Aim of the task: Lines from the beginning of the data through the line containing "This PR should" are to be copied exactly, with no other line included.

Collected data entries
·····
PR #469, opened 2017-09-20
fix(widget-recents): Loading performance

bzang:
Performance hotfixes so that we're loading recents in a staggered way into the DOM. A bit long, but mostly straightforward. Will try to make this a hotfix.


bzang:
This PR should clear up a lot more once we have the previous hotfix merged into Master.

packages/node_modules/@ciscospark/redux-module-avatar/src/actions.js
```diff
@@ -29,15 +29,10 @@ function addAvatarBegin(id) {
...
  */
 export function fetchAvatarsForUsers(userIds, spark) {
-  const promises = [];
-  return (dispatch) => {
-    userIds.forEach((userId) => {
-      promises.push(dispatch(fetchAvatar({userId}, spark)));
-    });
-    return Promise.all(promises);
-  };
+  return (dispatch) => Promise.all(userIds.map((userId) => dispatch(fetchAvatar({userId}, spark))));
```
adamweeks: I guess you could do it this way if you want it to be all fancy 😛

packages/node_modules/@ciscospark/redux-module-avatar/src/actions.js
```diff
@@ -57,40 +52,55 @@ export function fetchAvatar({space, userId}, spark) {
...
+  };
 }
 
-function fetchSpaceAvatar(space, spark, userIdForAvatar) {
-  if (space.type === `direct`) {
-    if (!userIdForAvatar) {
-      return Promise.reject(new Error(`Direct spaces require a user id to display`));
+function fetchSpaceAvatar(space, sparkInstance, userIdForAvatar) {
+  return (dispatch) => {
+    if (space.type === `direct` && space.participants.length === 2) {
```
adamweeks: Did you find a condition where a direct space had something other than 2 participants?

packages/node_modules/@ciscospark/redux-module-avatar/src/actions.js
```diff
@@ -57,40 +52,55 @@ export function fetchAvatar({space, userId}, spark) {
...
+    }
+    return Promise.resolve(dispatch(addAvatar(space.id)));
+  };
+}
+
+/**
+ * A bit of a hack to get smaller Avatars from Public API
+ */
+
+function convertToSmallAvatar(avatarUrl) {
```
adamweeks: Awesome, I never got around to putting this in!

packages/node_modules/@ciscospark/redux-module-teams/src/index.js
```diff
@@ -0,0 +1,66 @@
...
+    isFetching: false,
+    hasFetched: false
+  }
+});
+
+
+export default function reducer(state = initialState, action) {
+  switch (action.type) {
+  case STORE_TEAMS:
+    return state.setIn([`status`, `hasFetched`], true)
```
adamweeks: May want to set `isFetching` to false here as well.

packages/node_modules/@ciscospark/redux-module-teams/src/index.js
```diff
@@ -0,0 +1,66 @@
...
+    return state;
+  }
+}
+
+
+export function fetchTeams(sparkInstance) {
+  return (dispatch) => {
+    dispatch(updateStatus({isFetching: true}));
+    return sparkInstance.internal.team.list()
+      .then((teams) => {
```
adamweeks: Might want to `.catch` here too and set an error state.

packages/node_modules/@ciscospark/widget-recents/src/container.js
```diff
@@ -140,51 +148,49 @@ export class RecentsWidget extends Component {
...
-            // Get the user ID of the participant that isn't current user
-            const currentUserId = user.get(`currentUser`).id;
-            const otherUser = s.get(`participants`).find((p) => p.get(`id`) !== currentUserId);
-            if (otherUser) {
-              const otherUserId = otherUser.get(`id`);
-              this.fetchAvatar({userId: otherUserId}, nextProps);
-            }
-          }
+      spacesList.forEach((s) => {
+        if (s.type === `direct` && s.participants.length > 1 && s.toPersonId) {
```
adamweeks: Are the spaces in `spacesList` an immutable object? Would you need to `get` those props?

packages/node_modules/@ciscospark/redux-module-avatar/src/actions.js
bzang: Yea, there were direct spaces that only had 1 participant, the logged in user. When that happened it would throw.

packages/node_modules/@ciscospark/redux-module-avatar/src/actions.js
bzang: 👍

packages/node_modules/@ciscospark/redux-module-teams/src/index.js
bzang: ooo yea, good catch.

packages/node_modules/@ciscospark/redux-module-teams/src/index.js
bzang: Yup yup.

packages/node_modules/@ciscospark/widget-recents/src/container.js
bzang: So I'll probably end up changing this in the future, but spacesList itself is immutable, but it's an ordered list of plain objects, so this works right now. Should probably go one way or the other (thinking just a plain object)

packages/node_modules/@ciscospark/redux-module-avatar/src/actions.js
adamweeks: Ah yea, that's right, when a user gets deleted

packages/node_modules/@ciscospark/widget-recents/src/container.js
adamweeks: That's why I've just been converting them all in the selector to regular js objects.

bzang: With this it's a bit different because the order matters, so OrderedMap is the best way to do this and plain js objects wouldn't maintain order while also allowing us to retrieve space data by ID

PR #470, opened 2017-09-20
fix(react-container-message-composer): Improve typing performance

bzang:
Added debounce and added checks for sending userTyping messages to server.

### DIFF
--- a/packages/node_modules/@ciscospark/react-container-message-composer/src/container.js
+++ b/packages/node_modules/@ciscospark/react-container-message-composer/src/container.js
@@ -21,12 +21,15 @@ import styles from './styles.css';
 export class MessageComposer extends Component {
   constructor(props) {
     super(props);
+    this.timerId = 0;
     this.handleTextChange = this.handleTextChange.bind(this);
     this.handleTextAreaBlur = this.handleTextAreaBlur.bind(this);
     this.handleTextAreaFocus = this.handleTextAreaFocus.bind(this);
     this.handleKeyDown = this.handleKeyDown.bind(this);
     this.handleSubmit = this.handleSubmit.bind(this);
-    this.setUserTyping = debounce(this.setUserTyping.bind(this), 500, {leading: true, trailing: false});
+    this.setUserStartTyping = debounce(this.setUserStartTyping, 500, {leading: true, trailing: false});
+    this.setUserTyping = this.setUserTyping.bind(this);
+    this.setUserStopTyping = this.setUserStopTyping.bind(this);
   }
 
   shouldComponentUpdate(nextProps) {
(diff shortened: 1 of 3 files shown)


packages/node_modules/@ciscospark/react-container-message-composer/src/container.js
```diff
@@ -25,6 +26,7 @@ export class MessageComposer extends Component {
     this.handleTextAreaFocus = this.handleTextAreaFocus.bind(this);
     this.handleKeyDown = this.handleKeyDown.bind(this);
     this.handleSubmit = this.handleSubmit.bind(this);
+    this.setUserTyping = debounce(this.setUserTyping.bind(this), 500, {leading: true, trailing: false});
```
adamweeks: How does debounce handle when we pass it different props? Would a `false` immediately send if there was a `true` waiting?

packages/node_modules/@ciscospark/redux-module-activity/src/actions.js
```diff
@@ -218,8 +218,10 @@ export function submitActivity(conversation, activity, user, spark) {
  * @returns {function}
  */
 export function setUserTyping(isTyping, conversation, spark) {
-  return (dispatch) =>
-    spark.internal.conversation.updateTypingStatus(conversation.toJS(), {typing: isTyping})
+  return (dispatch, getState) => {
+    const activity = getState().activity;
+    if (activity.getIn([`status`, `isTyping`]) !== isTyping) {
+      return spark.internal.conversation.updateTypingStatus(conversation.toJS(), {typing: isTyping})
```
adamweeks: We have to keep sending this because the server will auto-timeout and send a stop typing event if we don't.

bzang: Do we know what the timeout is?

packages/node_modules/@ciscospark/react-container-message-composer/src/container.js
bzang: Props don't matter, it only checks the function that is called. I think this is fine given that there's only a 500ms debounce.

packages/node_modules/@ciscospark/redux-module-activity/src/actions.js
adamweeks: I can't find it documented anywhere.

packages/node_modules/@ciscospark/react-container-message-composer/src/container.js
adamweeks: Ok, cool. Didn't want a true to be sent after a false if false was the last one to come in.

packages/node_modules/@ciscospark/redux-module-activity/src/actions.js
bzang: Ok, just got confirmation from the service owners that there is no auto-timeout. Clients handle all of this on their own.

bzang:
@adamweeks , ready for another round.

packages/node_modules/@ciscospark/redux-module-activity/src/actions.js
```diff
@@ -218,8 +218,10 @@ export function submitActivity(conversation, activity, user, spark) {
  * @returns {function}
  */
 export function setUserTyping(isTyping, conversation, spark) {
-  return (dispatch) =>
-    spark.internal.conversation.updateTypingStatus(conversation.toJS(), {typing: isTyping})
+  return (dispatch, getState) => {
+    const activity = getState().activity;
+    if (activity.getIn([`status`, `isTyping`]) !== isTyping) {
```
adamweeks: Since we have this check now in the container, do we want to get rid of the state check in the action and keep `getState` out of it? Up to you.

bzang: The check here is a bit different than the check in the container. The one in the container doesn't let you set isTyping to true multiple times. This prevents setting to false multiple times as well.

PR #477, opened 2017-09-22
chore(package): update jest to version 21.1.0

adamweeks:
Closes #450

### DIFF
--- a/packages/node_modules/@ciscospark/redux-module-presence/src/reducer.test.js
+++ b/packages/node_modules/@ciscospark/redux-module-presence/src/reducer.test.js
@@ -37,16 +37,16 @@ describe(`spark reducer`, () => {
         }
       }
     })).toMatchSnapshot();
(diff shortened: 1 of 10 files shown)


packages/node_modules/@ciscospark/redux-module-presence/src/reducer.test.js
```diff
@@ -37,16 +37,16 @@ describe(`spark reducer`, () => {
...
+  });
 
-    it(`should handle UPDATE_MODULE_STATUS`, () => {
-      expect(reducer(initialState, {
-        type: UPDATE_MODULE_STATUS,
-        payload: {
-          status: {
-            isSettingUserStatus: true
-          }
+  it(`should handle UPDATE_MODULE_STATUS`, () => {
```
adamweeks: somehow, nested `it`s worked until now

PR #486, opened 2017-09-26
Feat: Display At Mentions in Activity List

bzang:


.babelrc
```diff
@@ -12,7 +12,6 @@
     "lodash"
   ],
   "presets": [
-    "es2015",
```
adamweeks: This should stay, right?

packages/node_modules/@ciscospark/react-container-activity-list/src/formatters/at-mention.js
```diff
@@ -0,0 +1,73 @@
...
+    if (e.keyCode && e.keyCode === 13) {
+      return triggerEvent(e);
+    }
+    return false;
+  }
+
+  function triggerEvent(e) {
+    const target = e.target;
+    if (isMention(target)) {
+      onEvent(EVENT_NAME_MENTION_CLICKED, {
```
adamweeks: Should we check if onEvent exists first?

packages/node_modules/@ciscospark/react-container-activity-list/src/formatters/at-mention.js
```diff
@@ -0,0 +1,73 @@
...
+        onEvent={onEvent}
+      />
+    );
+
+    return Object.assign({}, activity, {component});
+  }
+  return activity;
+};
+
+function constructHydraId(type, id) {
```
adamweeks: We should eventually move this to a utility function, it is all over the codebase.

packages/node_modules/@ciscospark/react-container-activity-list/src/selectors.test.js
```diff
@@ -0,0 +1,50 @@
+/* eslint-disable max-nested-callbacks */
+import {
+  formatActivity
+} from './selectors';
+
+describe(`formatActivity function`, () => {
```
adamweeks: img

packages/node_modules/@ciscospark/react-container-activity-list/src/formatters/at-mention.js
bzang: Agreed. I wanted to but didn't want to create another package in this PR for it.

.babelrc
bzang: Babel is pushing people to the `preset-env` setup and actually warning people when they install the `es2015` preset. That correctly transforms get pulled in based on our build targets.

packages/node_modules/@ciscospark/react-container-activity-list/src/formatters/at-mention.js
bzang: It's a bit obtuse but the `onEvent` check is in the `isMention()` check.

PR #492, opened 2017-09-28
fix(widget-message): Add check for buffer state listener

bzang:
Fix for error state when conversation is not available but buffer state has come back.


packages/node_modules/@ciscospark/widget-message/src/container.js
```diff
@@ -329,16 +330,18 @@ export class MessageWidget extends Component {
    */
   @autobind
   listenToBufferState(conversationId, sparkInstance) {
```
adamweeks: `conversationId` probably isn't needed any more since we are using the conversation via props

PR #525, opened 2017-10-04
fix(tooling): Fix babel preset es2015

bzang:
Only last commit matters


adamweeks:
Looks good, can you rebase on the hotfix now that it is updated with master to clean up commits?

PR #529, opened 2017-10-09
Feature: At mention submit

bzang:
Allow user to submit at mentions. Currently on allows people in the same room.


adamweeks:
@bzang could you throw some screen shots of the @ mention popup?

bzang:
Sure thing. @adamweeks 
initial
search
final

packages/node_modules/@ciscospark/react-container-message-composer/src/container.js
```diff
@@ -103,49 +115,128 @@ export class MessageComposer extends Component {
...
+      }
+    });
+
+    if (term) {
+      return participants.filter((p) => p.display.toLowerCase().includes(term.toLowerCase()));
+    }
+    return participants;
+  }
+
+  @autobind
```
adamweeks: I don't think we need `@autobind` here, do we?

packages/node_modules/@ciscospark/widget-message/src/container.js
```diff
@@ -100,10 +100,15 @@ export class MessageWidget extends Component {
...
   componentWillUpdate(nextProps) {
     const props = this.props;
+
     if (this.activityList
       && nextProps.conversation.get(`activities`).count() !== props.conversation.get(`activities`).count()) {
       this.scrollHeight = this.activityList.getScrollHeight();
     }
+
+    if (!nextProps.features.hasIn([`items`, `js-widgets-mentions`])) {
+      props.getFeature(`developer`, `js-widgets-mentions`, nextProps.sparkInstance);
```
·····
Result for this task:
PR #469, opened 2017-09-20
fix(widget-recents): Loading performance

bzang:
Performance hotfixes so that we're loading recents in a staggered way into the DOM. A bit long, but mostly straightforward. Will try to make this a hotfix.


bzang:
This PR should clear up a lot more once we have the previous hotfix merged into Master.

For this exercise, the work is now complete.